Not a hot take. While useful, its interface suffers from less than ideal user experience decisions. And that's for the platform it was designed for, it gets even worse when you put it on other platforms like android (where it's not prepared with how permissions for external devices work, or decides to switch to keyboard input).
It's good it exists and that it's free, but one cannot deny how difficult it can be when one wants to customize things up.
 
For now I only use it for PC Engine and MegaDrive, I very much prefer stand-alone emulators if they're good enough. RetroArch menus are innecessarily convoluted, but at least the shaders are cool.

I use RA on my phone for gb/gbc/gba, tho
 
It feels particularly frustrating on PC. They had to really compromise the friendliness to make sure you can use the whole thing with a controller.

To me, the killer thing about RetroArch is the whole cores system. It's really sweet that it's like a generic target for all these different emulators. I guess in theory someone else could make a totally different emulator that's able to load libretro cores, but it's such a massive undertaking I don't think there's a lot of these floating around.

I find Retroarch pretty annoying to configure, but it is something you can get a bit better at, and after hours of tweaking on whatever handheld you have, if you backup that config, you can just use Retroarch for playing games instead of fiddling.
Yeah you’re totally right, the idea is great, but execution: poor.

OpenEmu is a great example of how you can make a multi-core emulator with a killer UI. It’s a visually beautiful app, easy to navigate and customize, and has a a wide range of emulator cores. But, it’s for MacOS only.
 
Yeah you’re totally right, the idea is great, but execution: poor.

OpenEmu is a great example of how you can make a multi-core emulator with a killer UI. It’s a visually beautiful app, easy to navigate and customize, and has a a wide range of emulator cores. But, it’s for MacOS only.
A better example would probably be mesen, which runs like 10 emulators and is simple and easy to use.
 
I recently set up my old PC to be an emulation machine on my TV and decided to use RetroArch for the first time. It for sure was not intuitive at first and took a while to get used to, but I got used to it. I already have a bit of a technical background so I don't know if that maybe gave me an advantage for certain things, but I haven't had much issue with it after the initial learning curve. Especially since I only use RA to set up cores and configurations, and ES-DE to actually select and launch games.

I do use standalone for Dolphin, PCSX2, and anything beyond, though.
 
I recently set up my old PC to be an emulation machine on my TV and decided to use RetroArch for the first time. It for sure was not intuitive at first and took a while to get used to, but I got used to it. I already have a bit of a technical background so I don't know if that maybe gave me an advantage for certain things, but I haven't had much issue with it after the initial learning curve. Especially since I only use RA to set up cores and configurations, and ES-DE to actually select and launch games.

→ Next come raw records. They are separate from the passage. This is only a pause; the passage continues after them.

PR #3031, opened 2021-05-26
CSS Modules HMR working again

justin808:
Demo: https://youtu.be/lIkhnLXIH6I

# Changes
1. Enable CSS modules HMR if webpack-dev-server running and HMR is on. Enabled by using the style-loader rather than extract CSS
2. Add docs for developing packages
3. export `inliningCss` from JS package
4. Remove inject_client webpacker.yml setting as this can be set by the HMR value
5. Added setting of injectClient and injectHot per the HMR setting
6. Simplifications and fixes for HMR 
   1. HMR default to true for webpacker.yml
   1. inline, injectClient, and injectHot default to the value of hmr
   1.  hmr turned on for the webpack dev server if the hmr config is true
   1.  using command line option for --hot as the docs recommend that over
     the plugin.

# To Test
Tested on https://github.com/shakacode/react_on_rails_tutorial_with_ssr_and_hmr_fast_refresh/pull/12

1. Checkout branch `justin808/change-css-loader`
2. bundle && yarn
3. Run `foreman start -f Procfile.dev-hmr`
4. Open up http://localhost:3000/hello_world and keep it visible to see the hot reloading
5. Edit the string on [line 17 of HelloWorld.tsx](https://github.com/shakacode/react_on_rails_tutorial_with_ssr_and_hmr_fast_refresh/blob/master/app/javascript/bundles/HelloWorld/components/HelloWorld.tsx#L17) and see the string change in the browser change upon saving the file.
6. Edit the text color on [line 2 of HelloWorld.module.css](https://github.com/shakacode/react_on_rails_tutorial_with_ssr_and_hmr_fast_refresh/blob/master/app/javascript/bundles/HelloWorld/components/HelloWorld.module.css#L2) and see the browser change upon saving the file.

### DIFF
--- a/docs/developing_webpacker.md
+++ b/docs/developing_webpacker.md
@@ -1,0 +1,29 @@
+# Developing Webpacker
+
+It's a little trickier for Rails developers to work on the JS code of a project like rails/webpacker. So here are some tips!
+
+## Use some test app
+For example, for React on Rails Changes, I'm using [shakacode/react_on_rails_tutorial_with_ssr_and_hmr_fast_refresh](https://github.com/shakacode/react_on_rails_tutorial_with_ssr_and_hmr_fast_refresh).
+This directory is the `TEST_APP_DIR`.
+
+## Fork rails/webpacker
+Let's call the rails/webpacker directory `WEBPACKER_DIR` which has rails/webpacker's `package.json`.
+
+## Changing the Package
+### Setup with Yalc
+Use [`yalc`](https://github.com/wclr/yalc) unless you like yak shaving weird errors. 
+1. In `WEBPACKER_DIR`, run `yalc publish` 
+2. In `TEST_APP_DIR`, run `yarn link @rails/webpacker`
+   
+## Update the Package Code
+1. Make some JS change in WEBPACKER_DIR
+2. Run `yalc push` and your changes will to your `TEST_APP_DIR`'s node_modules.
+3. You may need to run `yarn` in `TEST_APP_DIR` if you added or removed dependencies of rails/webpacker.
+
+## Updating the Ruby Code
+
+For the Ruby part, just change the gem reference `TEST_APP_DIR`, like:
+
+```ruby
+gem "webpacker", path: "../../forks/webpacker"
+```
--- a/docs/developing_webpacker.md
+++ b/docs/developing_webpacker.md
@@ -17,7 +17,7 @@ Use [`yalc`](https://github.com/wclr/yalc) unless you like yak shaving weird err
    
 ## Update the Package Code
 1. Make some JS change in WEBPACKER_DIR
-2. Run `yalc push` and your changes will to your `TEST_APP_DIR`'s node_modules.
+2. Run `yalc push` and your changes will be pushed to your `TEST_APP_DIR`'s node_modules.
 3. You may need to run `yarn` in `TEST_APP_DIR` if you added or removed dependencies of rails/webpacker.
 
 ## Updating the Ruby Code
--- a/lib/install/config/webpacker.yml
+++ b/lib/install/config/webpacker.yml
@@ -25,8 +25,6 @@ development:
     host: localhost
     port: 3035
     public: localhost:3035
-    # Inject browserside javascript that is required by both HMR and Live (full) reload
-    inject_client: true
     # Hot Module Replacement updates modules while the application is running without a full reload
     hmr: false
     # Inline should be set to true if using HMR; it inserts a script to take care of live reloading
--- a/lib/install/config/webpacker.yml
+++ b/lib/install/config/webpacker.yml
@@ -26,7 +26,7 @@ development:
     port: 3035
     public: localhost:3035
     # Hot Module Replacement updates modules while the application is running without a full reload
-    hmr: true
+    hmr: false
     # Should we show a full-screen overlay in the browser when there are compiler errors or warnings?
     overlay: true
     # Should we use gzip compression?
--- a/lib/install/config/webpacker.yml
+++ b/lib/install/config/webpacker.yml
@@ -26,9 +26,7 @@ development:
     port: 3035
     public: localhost:3035
     # Hot Module Replacement updates modules while the application is running without a full reload
-    hmr: false
-    # Inline should be set to true if using HMR; it inserts a script to take care of live reloading
-    inline: true
+    hmr: true
     # Should we show a full-screen overlay in the browser when there are compiler errors or warnings?
     overlay: true
     # Should we use gzip compression?
@@ -40,7 +38,7 @@ development:
     # When enabled, nothing except the initial startup information will be written to the console.
     # This also means that errors or warnings from webpack are not visible.
     quiet: false
-    pretty: false
+    pretty: true
     headers:
       'Access-Control-Allow-Origin': '*'
     watch_options:
--- a/lib/webpacker/dev_server.rb
+++ b/lib/webpacker/dev_server.rb
@@ -61,6 +61,8 @@ class Webpacker::DevServer
 
   private
     def fetch(key)
+      return nil unless config.dev_server.present?
+
       ENV["#{env_prefix}_#{key.upcase}"] || config.dev_server.fetch(key, defaults[key])
     end
 
--- a/lib/webpacker/dev_server.rb
+++ b/lib/webpacker/dev_server.rb
@@ -11,7 +11,7 @@ class Webpacker::DevServer
     @config = config
   end
 
-  def configured_and_running?
+  def running?
     if config.dev_server.present?
       Socket.tcp(host, port, connect_timeout: connect_timeout).close
       true
--- a/lib/webpacker/dev_server.rb
+++ b/lib/webpacker/dev_server.rb
@@ -11,7 +11,7 @@ class Webpacker::DevServer
     @config = config
   end
 
-  def running?
+  def configured_and_running?
     if config.dev_server.present?
       Socket.tcp(host, port, connect_timeout: connect_timeout).close
       true
--- a/lib/webpacker/dev_server.rb
+++ b/lib/webpacker/dev_server.rb
@@ -51,6 +51,10 @@ class Webpacker::DevServer
     fetch(:pretty)
   end
 
+  def hmr?
+    fetch(:hmr)
+  end
+
   def env_prefix
     config.dev_server.fetch(:env_prefix, DEFAULT_ENV_PREFIX)
   end
--- a/lib/webpacker/dev_server_runner.rb
+++ b/lib/webpacker/dev_server_runner.rb
@@ -74,12 +74,13 @@ module Webpacker
         end
 
         if @argv.include?("--debug-webpacker")
-          cmd = [ "node", "--inspect-brk"] + cmd
+          cmd = [ "node", "--inspect-brk", "--trace-warnings" ] + cmd
           @argv.delete "--debug-webpacker"
         end
 
         cmd += ["--config", @webpack_config]
         cmd += ["--progress", "--color"] if @pretty
+
         cmd += ["--hot"] if @hot
         cmd += @argv
 
--- a/lib/webpacker/dev_server_runner.rb
+++ b/lib/webpacker/dev_server_runner.rb
@@ -30,6 +30,7 @@ module Webpacker
         @port              = dev_server.port
         @pretty            = dev_server.pretty?
         @https             = dev_server.https?
+        @hot               = dev_server.hmr?
 
       rescue Errno::ENOENT, NoMethodError
         $stdout.puts "webpack dev_server configuration not found in #{@config.config_path}[#{ENV["RAILS_ENV"]}]."
@@ -79,6 +80,7 @@ module Webpacker
 
         cmd += ["--config", @webpack_config]
         cmd += ["--progress", "--color"] if @pretty
+        cmd += ["--hot"] if @hot
         cmd += @argv
 
         Dir.chdir(@app_path) do
--- a/lib/webpacker/helper.rb
+++ b/lib/webpacker/helper.rb
@@ -137,7 +137,9 @@ module Webpacker::Helper
   #   <%= stylesheet_pack_tag 'calendar' %>
   #   <%= stylesheet_pack_tag 'map' %>
   def stylesheet_pack_tag(*names, **options)
-    stylesheet_link_tag(*sources_from_manifest_entrypoints(names, type: :stylesheet), **options)
+    unless current_webpacker_instance.dev_server.running?
+      stylesheet_link_tag(*sources_from_manifest_entrypoints(names, type: :stylesheet), **options)
+    end
   end
 
   private
--- a/lib/webpacker/helper.rb
+++ b/lib/webpacker/helper.rb
@@ -141,10 +141,10 @@ module Webpacker::Helper
   #   <%= stylesheet_pack_tag 'calendar' %>
   #   <%= stylesheet_pack_tag 'map' %>
   def stylesheet_pack_tag(*names, **options)
-    css_extracted = !Webpacker.dev_server.configured_and_running?
-    if css_extracted
-      stylesheet_link_tag(*sources_from_manifest_entrypoints(names, type: :stylesheet), **options)
-    end
+    css_inline = Webpacker.dev_server.hmr? && Webpacker.dev_server.configured_and_running?
+    return "" if css_inline
+
+    stylesheet_link_tag(*sources_from_manifest_entrypoints(names, type: :stylesheet), **options)
   end
 
   private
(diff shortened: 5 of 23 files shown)


justin808:
@gauravtiwari can you give me a review, please?

lib/webpacker/helper.rb
```diff
@@ -137,7 +137,9 @@ def preload_pack_asset(name, **options)
   #   <%= stylesheet_pack_tag 'calendar' %>
   #   <%= stylesheet_pack_tag 'map' %>
   def stylesheet_pack_tag(*names, **options)
-    stylesheet_link_tag(*sources_from_manifest_entrypoints(names, type: :stylesheet), **options)
+    unless current_webpacker_instance.dev_server.running?
```
dhh, line 140: This seems risky. Must avoid ever having a path that leads to a port check happening in production. Seems like something that should happen outside the pack call itself.

lib/install/config/webpacker.yml
```diff
@@ -25,12 +25,8 @@ development:
     host: localhost
     port: 3035
     public: localhost:3035
-    # Inject browserside javascript that is required by both HMR and Live (full) reload
-    inject_client: true
     # Hot Module Replacement updates modules while the application is running without a full reload
-    hmr: false
-    # Inline should be set to true if using HMR; it inserts a script to take care of live reloading
-    inline: true
+    hmr: true
```
justin808, line 29: I see no reason to have the extra settings in the YML file since they are not used by the Ruby code and they can be customized in a custom Webpack config.

lib/webpacker/dev_server.rb
```diff
@@ -11,7 +11,7 @@ def initialize(config)
     @config = config
   end
 
-  def running?
+  def configured_and_running?
```
justin808, line 14: By renaming this method, it's clear that there's no cost for checking if the devServer is "configured" on a production environment.

lib/webpacker/dev_server_runner.rb
```diff
@@ -30,6 +30,7 @@ def load_config
         @port              = dev_server.port
         @pretty            = dev_server.pretty?
         @https             = dev_server.https?
+        @hot               = dev_server.hmr?
```
justin808, line 33: Recent docs on using HMR with the webpack-dev-server all suggest using the command line option rather than the plugin.

lib/webpacker/railtie.rb
```diff
@@ -8,7 +8,7 @@ class Webpacker::Engine < ::Rails::Engine
   config.webpacker = ActiveSupport::OrderedOptions.new
 
   initializer "webpacker.proxy" do |app|
-    insert_middleware = Webpacker.config.dev_server.present? rescue nil
```
justin808, line 11: There is no need to rescue and swallow errors here.

package/environments/development.js
```diff
@@ -33,8 +29,9 @@ if (
       https: devServer.https,
       hot: devServer.hmr,
       contentBase,
-      inline: devServer.inline,
-      injectClient: devServer.inject_client,
+      inline: devServer.inline || devServer.hmr,
+      injectClient: devServer.hmr,
+      injectHot: devServer.hmr,
```
justin808, line 34: Let's base the default "it just works" settings based on the one `hmr` setting.

package/utils/helpers.js
```diff
@@ -39,6 +39,9 @@ const canProcess = (rule, fn) => {
   return null
 }
 
+const runningWebpackDevServer = process.env.WEBPACK_DEV_SERVER &&
+  process.env.WEBPACK_DEV_SERVER !== 'undefined'
```
justin808, line 43: When running the webpack-dev-server, this ENV value is set.

justin808 (commented):
@dhh Please let me know if I addressed your concerns. I also improved the HMR setup.

lib/webpacker/helper.rb
justin808: @dhh, does the refactoring clarify that there cannot be a port check during production?

rossta:
Thanks @justin808 for working on getting CSS module HMR working. I understand it's an important feature to projects like react_on_rails and I appreciate your efforts here.

I do feel that changing the default to orient toward HMR should be reconsidered. My strong personal preference is that extracting css in development and test should be the default, even if the dev server is running. That means I also prefer that HMR should not be enabled by default.

As we saw in last year's May-of-WTFs, Webpacker has not provided a great out-of-the-box experience for many Rails developers. Anything we can do improve the OOB experience would be a win in terms of adoption and getting more folks helping improve the project. Extracting CSS and disabling HMR, even if the dev server is running, is closer to what I expect newcomers would expect and decrease the likelihood of those WTF moments that turn developers off. Enabling HMR makes sense for advanced users who know how to leverage its benefits but, I believe, creates confusion for folks encountering tools like webpack and Webpacker for the first time. 

To summarize, I'd prefer the view helper logic look something like

```ruby
extract_css = !Webpacker.dev_server.running_and_hmr_enabled? # not necessarily the suggested method name
```

And in `config/webpacker.yml` for development.

```
hmr: false
```

justin808:
> I do feel that changing the default to orient toward HMR should be
reconsidered. My strong personal preference is that extracting css in
development and test should be the default, even if the dev server is running.
That means I also prefer that HMR should not be enabled by default.

The big question is:

If you want simplicity and lack of WTFs, why not use `bin/webpack --watch` and see that webpack generated the static (actual) files upon saving changes?

Is there another benefit to using the webpack-dev-server without HMR? Is it any faster than watch mode?

Maybe we can make the default for development mode to be `bin/webpack --watch` and leave HMR as the default if somebody wants to run bin/webpack-dev-server?

For tests, static files are the way to go. 

> As we saw in last year's May-of-WTFs, Webpacker has not provided a great
out-of-the-box experience for many Rails developers. Anything we can do improve
the OOB experience would be a win in terms of adoption and getting more folks
helping improve the project. Extracting CSS and disabling HMR, even if the dev
server is running, is closer to what I expect newcomers would expect and
decrease the likelihood of those WTF moments that turn developers off. When
extract_css used to be false by default, this lead to a lot of reported issues
that boiled down to lack of understanding. Enabling HMR makes sense for
advanced users who know how to leverage its benefits but, I believe, creates
confusion for folks encountering tools like webpack and Webpacker for the first
time.

I agree with "Anything we can do improve the OOB experience." That's why we should remove extra devServer options in the `config/webpacker.yml` that can be easily set in the JS files for the webpack configuration. To this point, having one `development.devServer.hmr = true` option that controls everything to make HMR function is a big win.

I agree that having a default of CSS extraction is a big win, as that is the typical scenario of both `bin/webpack --watch` and production.

However, JS devs would expect that HMR is on by default, as that's the default for creating-react-app, gatsby, and next.js.

So not having HMR work by default would be a WTF for others. Having finicky things like HMR "it just works" is a big reason to use a library like rails/webpacker.

So can we have: 
* `bin/webpack --watch` default for development and testing
* `bin/webpack-dev-server` for advanced JS devs with features like HMR.

I'm also OK with @rossta's idea of adding the check that HMR is on before disabling the CSS extraction and style tag. 

Any opinions?

justin808:
Per my previous comment, there might be a slight performance advantage in using the webpack-dev-server per [these docs](https://webpack.js.org/guides/build-performance/#compile-in-memory).

So I'm OK with having HMR be off for the default, and if HMR is off, then CSS is extracted.

aried3r:
> However, JS devs would expect that HMR is on by default, as that's the default for creating-react-app, gatsby, and next.js.

I agree with this statement. Having worked mostly with Rails and some Next.js recently, there is a definitive gap between the default webpacker experience and the default experience of the mentioned frameworks.

But I also understand the concern that onboarding people coming from the assets pipeline is important.

justin808:
@rossta @dhh I changed the PR to address @rossta comments.

lib/webpacker/helper.rb
```diff
@@ -137,6 +141,9 @@ def preload_pack_asset(name, **options)
   #   <%= stylesheet_pack_tag 'calendar' %>
   #   <%= stylesheet_pack_tag 'map' %>
   def stylesheet_pack_tag(*names, **options)
+    css_inline = Webpacker.dev_server.hmr? && Webpacker.dev_server.configured_and_running?
+    return "" if css_inline
+
```
justin808, line 146: @dhh and @rossta, does the above make it clear when to not have the style tag if we want CSS inlined?

package/environments/development.js
```diff
@@ -11,14 +11,10 @@ let devConfig = {
...
 
-if (
-  process.env.WEBPACK_DEV_SERVER &&
-  process.env.WEBPACK_DEV_SERVER !== 'undefined'
-) {
+if (runningWebpackDevServer) {
   if (devServer.hmr) {
     devConfig = merge(devConfig, {
-      output: { filename: '[name]-[hash].js' },
-      plugins: [new webpack.HotModuleReplacementPlugin()]
```
justin808, line 21: Previously, we always included the HotModuleReplacementPlugin even if HMR was off. So it's no change if the command line option `--hot` is always added.

lib/webpacker/helper.rb
guillaumebriday: LGTM

package/utils/helpers.js
guillaumebriday, line 43: Is `undefined` a string? And not the `undefined` keywork? 🤔

```node
> process.env.WEBPACK_DEV_SERVER
undefined
> process.env.WEBPACK_DEV_SERVER !== 'undefined'
true
> process.env.WEBPACK_DEV_SERVER !== undefined
false
>
```

```suggestion
// When running the webpack-dev-server, this ENV value is set.
const runningWebpackDevServer = process.env.WEBPACK_DEV_SERVER !== undefined
```

lib/webpacker/dev_server.rb
dhh: I know I flagged this, but seeing it in context, it actually looks worse. I think we were better off with just #running?. Which is kinda ironic because I vaguely remember flipflopping on this exact question when we originally made web packer!

lib/webpacker/helper.rb
dhh: I would pull this up into Webpacker, so it's `Webpacker.inlining_css?`.

lib/webpacker/railtie.rb
dhh: Don't think the local variable explains anything. Should just inline into the conditional.

justin808: Agree.

package/utils/helpers.js
justin808: Updated to check against 'true'.

justin808:
@guillaumebriday Almost ready. Just got to fix the jest tests.

lib/webpacker/helper.rb
justin808: Done. How's this look?

package/env.js
```diff
@@ -16,9 +16,15 @@ const config = safeLoad(readFileSync(configPath), 'utf8')
...
+const runningWebpackDevServer = process.env.WEBPACK_DEV_SERVER === 'true' ||
+  process.env.WEBPACK_DEV_SERVE === 'true'
+
 module.exports = {
   railsEnv: railsEnv && railsEnv.match(regex) ? railsEnv : DEFAULT,
   nodeEnv,
   isProduction,
-  isDevelopment
+  isDevelopment,
+  runningWebpackDevServer
```
justin808, line 29: runningWebpackDevServer feels like an env value.

justin808:
@guillaumebriday @dhh this PR now has all the requested changes.

docs/developing_webpacker.md
```diff
@@ -0,0 +1,29 @@
...
+
+## Changing the Package
+### Setup with Yalc
+Use [`yalc`](https://github.com/wclr/yalc) unless you like yak shaving weird errors. 
+1. In `WEBPACKER_DIR`, run `yalc publish` 
+2. In `TEST_APP_DIR`, run `yarn link @rails/webpacker`
+   
+## Update the Package Code
+1. Make some JS change in WEBPACKER_DIR
+2. Run `yalc push` and your changes will to your `TEST_APP_DIR`'s node_modules.
```
iguanus, line 20: I think we missed a verb in this phrase.

... and your changes will be **pushed** to your...

iguanus:
Looks solid to me. Kudos on the helper variables naming!

tomgilligan:
responding to https://github.com/rails/webpacker/issues/3055#issuecomment-867423734

Followed the instructions to test:
- [x] Checkout branch justin808/change-css-loader
- [x] bundle && yarn
   (had to `bundle update webpacker` first because `fatal: Could not parse object '1a680abb22154b97b6e86ced38b15cfa23a441da'.` )
- [x] Run foreman start -f Procfile.dev-hmr
  [Foreman output](https://gist.github.com/tomgilligan/4e9e104cda267da043eff86a188e7f25)
- [ ] Open up http://localhost:3000/hello_world and keep it visible to see the hot reloading
   at this point i think i should see something that is green but i don't

#### aborted testing here

- [ ] Edit the string on line 17 of HelloWorld.tsx and see the string change in the browser change upon saving the file.
- [ ] Edit the text color on line 2 of HelloWorld.module.css and see the browser change upon saving the file.


i tried with
node v14.15.4
and again with a fresh install of node v16.4.0

justin808:
Hi @tomgilligan, please pul the latest code from  https://github.com/shakacode/react_on_rails_tutorial_with_ssr_and_hmr_fast_refresh/pull/12

I had updated rails/webpacker, but I forgot to push my test code!

@guillaumebriday Can you give it a try?

tomgilligan:
Thank you for the update @justin808 .  I now get this for both node v14.15.4 and v16.4.0 .

```
22:15:40 wp-client.1 | <s> [webpack.Progress] 9% setup compilation DefinePlugin
22:11:25 wp-client.1 | [webpack-cli] TypeError: Cannot read property 'get' of undefined
22:11:25 wp-client.1 |     at exports.provide (/Users/tomgilligan/react_on_rails_tutorial_with_ssr_and_hmr_fast_refresh/node_modules/@rails/webpacker/node_modules/webpack/lib/util/MapHelpers.js:17:20)
22:11:25 wp-client.1 |     at /Users/tomgilligan/react_on_rails_tutorial_with_ssr_and_hmr_fast_refresh/node_modules/@rails/webpacker/node_modules/webpack/lib/DefinePlugin.js:290:6
22:11:25 wp-client.1 |     at Hook.eval [as call] (eval at create (/Users/tomgilligan/react_on_rails_tutorial_with_ssr_and_hmr_fast_refresh/node_modules/tapable/lib/HookCodeFactory.js:19:10), <anonymous>:300:1)
22:11:25 wp-client.1 |     at Hook.CALL_DELEGATE [as _call] (/Users/tomgilligan/react_on_rails_tutorial_with_ssr_and_hmr_fast_refresh/node_modules/tapable/lib/Hook.js:14:14)
22:11:25 wp-client.1 |     at Compiler.newCompilation (/Users/tomgilligan/react_on_rails_tutorial_with_ssr_and_hmr_fast_refresh/node_modules/webpack/lib/Compiler.js:988:26)
22:11:25 wp-client.1 |     at /Users/tomgilligan/react_on_rails_tutorial_with_ssr_and_hmr_fast_refresh/node_modules/webpack/lib/Compiler.js:1029:29
22:11:25 wp-client.1 |     at Hook.eval [as callAsync] (eval at create (/Users/tomgilligan/react_on_rails_tutorial_with_ssr_and_hmr_fast_refresh/node_modules/tapable/lib/HookCodeFactory.js:33:10), <anonymous>:62:1)
22:11:25 wp-client.1 |     at Hook.CALL_ASYNC_DELEGATE [as _callAsync] (/Users/tomgilligan/react_on_rails_tutorial_with_ssr_and_hmr_fast_refresh/node_modules/tapable/lib/Hook.js:18:14)
22:11:25 wp-client.1 |     at Compiler.compile (/Users/tomgilligan/react_on_rails_tutorial_with_ssr_and_hmr_fast_refresh/node_modules/webpack/lib/Compiler.js:1024:28)
22:11:25 wp-client.1 |     at /Users/tomgilligan/react_on_rails_tutorial_with_ssr_and_hmr_fast_refresh/node_modules/webpack/lib/Watching.js:112:19
22:11:25 wp-client.1 | exited with code 2
```

justin808:
@tomgilligan Please pull the latest from my branch. Updating dependencies fixed the issue.

justin808:
I made a video showing this working: https://youtu.be/lIkhnLXIH6I

vtamara:
I was able to run the proposed test on the following platform:

* OS: OpenBSD/adJ 6.9
* Ruby: 3.0.1
* Node: 12.16.1

I had to do the following changes:
1. In the `Gemfile` remove `ruby 2.7.3` and replace `mini_racer` with `execjs`
2. In `config/webpacker.yml` adding `poll: true` under `watch_options:`
3. In `package.json` adding `"style-loader": "^3.0.0"`


Thank you for the good job.

Issue #3035, opened 2021-06-01
v6 Docs Blocker -- big omission, function javascript_packs_tag ==> javascript_packs_with_chunks_tag not documented 


justin808:
We renamed 

> Change javascript_packs_with_chunks_tag and stylesheet_packs_with_chunks_tag to javascript_pack_tag and stylesheet_pack_tag.

https://github.com/rails/webpacker/blob/5-x-stable/docs/webpack.md#add-splitchunks-webpack-v4
But we don't document this anywhere...

justin808:
This was completed in #3036.

PR #3036, opened 2021-06-02
Update README.md for javascript_pack_tag

justin808:
Addresses #3035

### DIFF
--- a/README.md
+++ b/README.md
@@ -150,16 +150,19 @@ The result looks like this:
 <script src="/packs/map-16838bab065ae1e314.js" data-turbolinks-track="reload"></script>
 ```
 
-**Important:** Pass all your pack names when using this helper otherwise you will
-get duplicated chunks on the page.
+**Important:** Pass all your pack names as multiple arguments, not multiple calls, when using **`javascript_pack_tag`** and the **`stylesheet_pack_tag`**. Otherwise, you will
+get duplicated chunks on the page. Be especially careful if you might be calling these view helpers from your view, partials, and the layout for a page. You will need some logic to ensure you call the helpers only once with multiple arguments.
 
 ```erb
 <%# DO %>
-<%= javascript_packs_with_chunks_tag 'calendar', 'map' %>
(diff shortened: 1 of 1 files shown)


README.md
```diff
@@ -135,6 +135,33 @@ You can then link the JavaScript pack in Rails views using the `javascript_pack_
...
+<script src="/packs/map~runtime-16838bab065ae1e314.js" data-turbolinks-track="reload"></script>
+<script src="/packs/map-16838bab065ae1e314.js" data-turbolinks-track="reload"></script>
+```
+
+**Important:** Pass all your pack names when using this helper otherwise you will
+get duplicated chunks on the page.
+
+```erb
+<%# DO %>
+<%= javascript_packs_with_chunks_tag 'calendar', 'map' %>
```
wasifhossain, line 158: guess it would be `javascript_pack_tag` rather than `javascript_packs_with_chunks_tag`

README.md
```diff
@@ -135,6 +135,33 @@ You can then link the JavaScript pack in Rails views using the `javascript_pack_
...
+
+<%# DON'T %>
+<%= javascript_packs_with_chunks_tag 'calendar' %>
+<%= javascript_packs_with_chunks_tag 'map' %>
```
wasifhossain, line 162: same here as above

justin808:
@wasifhossain Thanks for the review. I updated this. @gauravtiwari @jakeNiemiec Can we merge this ASAP?

justin808:
On a related note, we changed the `javascript_packs_with_chunks_tag` to be `javascript_pack_tag`, but maybe we should consider renaming it to `javascript_packs_tag` (packs, not pack) to be clear that this call takes multiple arguments and will generate multiple HTML tags. 

The advantage of this for migration purposes is that many apps will update to v6 and probably miss the need to have all the packs included in one call to the helper which is going to result in horrible performance as the browser will parse the JS multiple times.

dhh:
I think it's better to have poor performance than to break compatibility. But let's stress it loud and clear in the update docs!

I do use standalone for Dolphin, PCSX2, and anything beyond, though.
I'm not sure it's possible to have a program with the scope and configuration possibilities of Retroarch while also being intuitive. It's somewhat impressive that the Retroarch devs have managed to wrangle the "core" of dozens of different emulators into a single usable thing.

The opposite situation where i have 25 different emulators on my device, each with different options / control scheme / configuration / storage doesn't seem great either.

I guess it goes back to that old quote: "There's two kinds of software: the kind everyone complains about and the kind nobody uses".
 
I'm not sure it's possible to have a program with the scope and configuration possibilities of Retroarch while also being intuitive. It's somewhat impressive that the Retroarch devs have managed to wrangle the "core" of dozens of different emulators into a single usable thing.

The opposite situation where i have 25 different emulators on my device, each with different options / control scheme / configuration / storage doesn't seem great either.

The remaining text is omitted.